You can read about this module here.

All business logic and high level functionality executes in the application tier. These servers are behind the front end servers and are not directly accessible via the internet. The servers expose functionality only via WCF services and might have dedicated storage or used global storage services depending on the application requirements. The application services leverage a set of shared platform services, including configuration, authentication libraries, etc.

Some examples of these web services could be commerce services, CRM services and financial services.

In a large deployment scenario it is possible to grant access to different product groups to specific application services. Because these services are isolated from the rest of the platform we can minimize and control the impact changes to a given application might have on the entire system. Also, because these servers aren’t accessible directly from the internet the exposed attack surface is reduced and a configuration mistakes on an application server are not likely to leave the platform open to external attacks.

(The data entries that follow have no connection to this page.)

PR #1141, opened 2016-05-24
Add ESLint to lists of linters

jcmorrow:
There are two places in the docs where we list our linters but leave out ESLint. I've added in references in the styles of the other linters.

### DIFF
--- a/CONTRIBUTING.md
+++ b/CONTRIBUTING.md
@@ -120,9 +120,13 @@ and services being used, and the default configuration for each linter.
  * [CoffeeLint](https://github.com/clutchski/coffeelint)
  * [config](https://raw.githubusercontent.com/houndci/hound/master/config/style_guides/coffeescript.json)
 
-1. JavaScript (JSHint)
- * [houndci/jshint](https://github.com/houndci/jshint)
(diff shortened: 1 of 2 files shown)


CONTRIBUTING.md
```diff
@@ -124,6 +124,10 @@ and services being used, and the default configuration for each linter.
  * [houndci/jshint](https://github.com/houndci/jshint)
  * [config](https://raw.githubusercontent.com/houndci/jshint/master/config/.jshintrc)
 
+1. ES6/JSX(ESLint)
```
gylaz: I'm not a fan of this heading, since ESLint can lint plain JavaScript, as well as JSHint can lint ES6. How about combining the tho linters under the JavaScript heading?

gylaz:
👍

CONTRIBUTING.md
jcmorrow: Yeah, that sounds right. I see we've been dealing with this in a couple of other places as well, and I agree that a JavaScript heading is useful.

jcmorrow: Addressed in 737493a541058acdd150584d262db38790d734ac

In the application tier also run some core platform services, the most important are: The UI Application service, a SQL based semi-structured storage service, event tracking services and application catalog management service.

The purpose of this service is to assemble the presentation layer required for an application, page or UI component.  In order to achieve high performance and flexibility, the platform makes it possible to balance a pull (AJAX) model  as well as the more traditional push model where the HTML + Data is assembled at the server.

In a typical 3-tier web application the UI is created on the front-end by the aspx page. As we have mentioned, one of the problems in an environment where we host a large number of multi-tenant applications is that the aspx code base becomes unmanageable. Code deployment, versioning, localization and UI customization becomes very difficult and extremely expensive.

You can read more about a personalized gadget based UI here and a demo (silverlight 2 is required for the demo) here.

The purpose of this service is to allow customers and applications to store and retrieve simple XML documents. The service makes it possible for customers to define an XSD schema and then create documents based on this schema. The service handles dynamically handles changes to the schemas and provides simple ways to index and relate documents to build simple data models. This makes it possible to store things such as application configuration parameters, localization strings and custom entities such as blogs.

Although the word “productizable” does not exist, the concept is clear. We should consider building most of this platform in such way that could be converted and sold as a product. The reason is that many of our customers have to solve the exact same problems we have addressed. For many a hosted service might be a good way to try the technology, at some point, because of the level of customization required, the security restrictions or the integration with existing systems makes it necessary for the customer to host the platform on their own premises. By offering both, a hosted service and a product we give our customers a much broader range of possibilities. This isn’t a new idea; some of our products are already available in these two flavors.

The “scale independent” term refers to designing the components and the platform to scale from a single computer to large multi-cluster environments. There are many techniques to do this, adopting web services, working with loosely coupled components, pluggable storage concepts. There are limitations to this idea but in general it has huge benefits because it makes it possible for our customers to adopt/test a small set of functionality and easily reconfigure the system, without losing past investments to accommodate higher loads.